**Assignment**
Please print only the top portion of the entries below, ending with the line that contains "This PR address", exactly as written.

- Opening Delimiter -

PR #199, opened 2018-04-16
Move support for API classes

guruhegde:
This PR address [ticket #642](https://trac.xapian.org/ticket/642)

I used the `default` keyword for implementation of move ctor and assignment. Currently copy ctor and assignment op have user defined, as it is necessary for pre c++11. I also thought this doesn't require us to include `<utility>` to use `std::move` fn(not sure whether this point is really useful). Let me know whether this is fine.

Please review when you have time. Thanks!

Can you comment on the commit boundaries I formed? Just curious to know whether I can improve on that.

### DIFF
--- a/xapian-bindings/xapian-headers.i
+++ b/xapian-bindings/xapian-headers.i
@@ -54,6 +54,7 @@
     %ignore NS::CLASS::CLASS(Internal*);
     %ignore NS::CLASS::CLASS(Internal&);
     %ignore NS::CLASS::operator=;
+    %ignore NS::CLASS::CLASS(CLASS &&);
 %enddef
 #else
 %define STANDARD_IGNORES(NS, CLASS)
@@ -62,6 +63,7 @@
     %ignore NS::CLASS::CLASS(Internal&);
     %ignore NS::CLASS::operator=;
     %ignore NS::CLASS::CLASS(const CLASS &);
+    %ignore NS::CLASS::CLASS(CLASS &&);
 %enddef
 #endif
 
--- a/xapian-core/api/positioniterator.cc
+++ b/xapian-core/api/positioniterator.cc
@@ -26,6 +26,8 @@
 #include "omassert.h"
 #include "backends/positionlist.h"
 
+#include <utility>
+
 using namespace std;
 
 namespace Xapian {
@@ -76,10 +78,19 @@ PositionIterator::operator=(const PositionIterator & o)
     RETURN(*this);
 }
 
-PositionIterator::PositionIterator(PositionIterator &&) = default;
+PositionIterator::PositionIterator(PositionIterator && o)
+    : internal(o.internal)
+{
+    o.internal = nullptr;
+}
 
 PositionIterator &
-PositionIterator::operator=(PositionIterator &&) = default;
+PositionIterator::operator=(PositionIterator && o)
+{
+    if (this != &o)
+	swap(internal, o.internal);
+    RETURN(*this);
+}
 
 Xapian::termpos
 PositionIterator::operator*() const
--- a/xapian-core/api/positioniterator.cc
+++ b/xapian-core/api/positioniterator.cc
@@ -26,8 +26,6 @@
 #include "omassert.h"
 #include "backends/positionlist.h"
 
-#include <utility>
-
 using namespace std;
 
 namespace Xapian {
@@ -75,15 +73,6 @@ PositionIterator::operator=(const PositionIterator & o)
     if (internal)
 	decref();
     internal = o.internal;
-    RETURN(*this);
-}
-
-
-PositionIterator &
-PositionIterator::operator=(PositionIterator && o)
-{
-    if (this != &o)
-	swap(internal, o.internal);
     RETURN(*this);
 }
 
--- a/xapian-core/api/positioniterator.cc
+++ b/xapian-core/api/positioniterator.cc
@@ -78,11 +78,6 @@ PositionIterator::operator=(const PositionIterator & o)
     RETURN(*this);
 }
 
-PositionIterator::PositionIterator(PositionIterator && o)
-    : internal(o.internal)
-{
-    o.internal = nullptr;
-}
 
 PositionIterator &
 PositionIterator::operator=(PositionIterator && o)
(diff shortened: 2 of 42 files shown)


xapian-bindings/xapian-headers.i
```diff
@@ -54,6 +54,7 @@
     %ignore NS::CLASS::CLASS(Internal*);
     %ignore NS::CLASS::CLASS(Internal&);
     %ignore NS::CLASS::operator=;
+    %ignore NS::CLASS::CLASS(CLASS &&);
```
guruhegde: Without this change, I get the following error.
```
 Warning 509: Overloaded method Xapian::Document::Document(Xapian::Document const &) effectively ignored,
Warning 509: as it is shadowed by Xapian::Document::Document(Xapian::Document &&).
```
I don't know much about SWIG. From what's already there, I added this fix. Please tell whether this is the way.

xapian-core/api/positioniterator.cc
```diff
@@ -76,10 +78,19 @@ PositionIterator::operator=(const PositionIterator & o)
     RETURN(*this);
 }
 
-PositionIterator::PositionIterator(PositionIterator &&) = default;
+PositionIterator::PositionIterator(PositionIterator && o)
+    : internal(o.internal)
+{
```
guruhegde: Should I add LOG same as copy ctor & assignment op(except object pointer)?

xapian-bindings/xapian-headers.i
ojwb: That seems appropriate to me - these objects are reference counted handles, so it's not useful to explicitly wrap ways to create a copy in the target language.

For some reason Tcl needs the copy ctor wrapped.  I'm not sure we bothered to work out why, but it shouldn't need the move ctor since it doesn't currently have it.

xapian-core/api/positioniterator.cc
```diff
@@ -76,6 +78,20 @@ PositionIterator::operator=(const PositionIterator & o)
...
+    o.internal = nullptr;
+}
+
+PositionIterator &
+PositionIterator::operator=(PositionIterator && o)
+{
+    if (this != &o)
+	swap(internal, o.internal);
+    RETURN(*this);
```
ojwb: This should just be `return *this;` - only use `RETURN` if there's debug logging of the function/method call (i.e.  `LOGCALL()` or similar).

(These methods aren't really interesting to log, so I think it's fine not to have logging for them.)

xapian-core/api/positioniterator.cc
```diff
@@ -76,6 +78,20 @@ PositionIterator::operator=(const PositionIterator & o)
     RETURN(*this);
 }
 
+PositionIterator::PositionIterator(PositionIterator && o)
+    : internal(o.internal)
+{
+    o.internal = nullptr;
+}
```
ojwb: This should be OK to have inline in the public API header (`include/xapian/positioniterator.h`).

That's beneficial for a trivial implementation like this one as it means that the compiler can inline it and optimise the result.  It also means we don't create another external symbol in the shared library (the fewer external symbols there are, the quicker it loads).  One extra isn't a big deal by itself, but where they can be easily avoided we try to.

ojwb:
> I used the default keyword for implementation of move ctor and assignment. Currently copy ctor and assignment op have user defined, as it is necessary for pre c++11. I also thought this doesn't require us to include <utility> to use std::move fn(not sure whether this point is really useful). Let me know whether this is fine.

I think `default` is better - it's shorter, clearer, and there's no scope for a slightly incorrect attempt at a default implementation.  It'd be good to change the `default`-equivalent implementations now that we require C++11 in both the library and public headers.

Avoiding including `<utility>` from the public API headers would be a bonus, but I think it's not something we can easily avoid entirely.

It'd also be good to switch to using `delete` where we currently just make them private as that helps the compiler give better error messages.

> Can you comment on the commit boundaries I formed? Just curious to know whether I can improve on that.

I just looked through the combined diff so far.  I really should get on with something else right now, but I'll have a look when I get a chance.

xapian-core/include/xapian/database.h
```diff
@@ -29,6 +29,7 @@
 
 #include <iosfwd>
 #include <string>
+#include <utility>
```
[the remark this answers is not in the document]
guruhegde: We can use static_cast to avoid it. should I go for that?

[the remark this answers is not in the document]
guruhegde: But I guess it is not a straightforward cast. I have to understand it better first.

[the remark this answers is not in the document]
guruhegde: Custom impl of move is not trivial it seems.  Please ignore my comment.

xapian-core/api/positioniterator.cc
guruhegde: Fixed

xapian-core/api/positioniterator.cc
guruhegde: Thanks for the tip. Done.

xapian-core/api/positioniterator.cc
ojwb: I don't think logging is all that useful for these.  The compiler is allowed (and sometimes required) to eliminate calls to them, so logging wouldn't correspond to the source exactly anyway.

The only reason I can think that logging might be interesting is to try to find where copies aren't eliminated to try to address that.  But by inlining we open things up for the compiler to optimise in more ways, and without the programmer having to study logs.  The savings aren't likely to be very large anyway, as copying just copies a pointer and adjusts reference counts.

Overall having these inline in the API headers seems a better trade-off than putting them into the library so they can have debug logging.

xapian-core/include/xapian/database.h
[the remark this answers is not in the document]
ojwb: The cast would be `static_cast<PositionIterator&&>(obj)` (when `obj`'s class is `PositionIterator`).

I think that's worse than just including `<utility>` though - the code is much clearer using `std::move()`.

guruhegde:
I think most of the classes in public API covered. Let me know if any other work is pending on this.

ojwb:
Sorry getting back to this now.

The newer changes look good to me, will merge this now.

> Can you comment on the commit boundaries I formed? Just curious to know whether I can improve on that.

They look great to me.

ojwb:
`git rebase -i --autosquash`-ed and merged to master in 32a7fd61a43f4e817578a462e55c53406f68e4ac.

Thanks for all your work on this.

- Closing Delimiter -

**Task result**
PR #199, opened 2018-04-16
Move support for API classes

guruhegde:
This PR address [ticket #642](https://trac.xapian.org/ticket/642)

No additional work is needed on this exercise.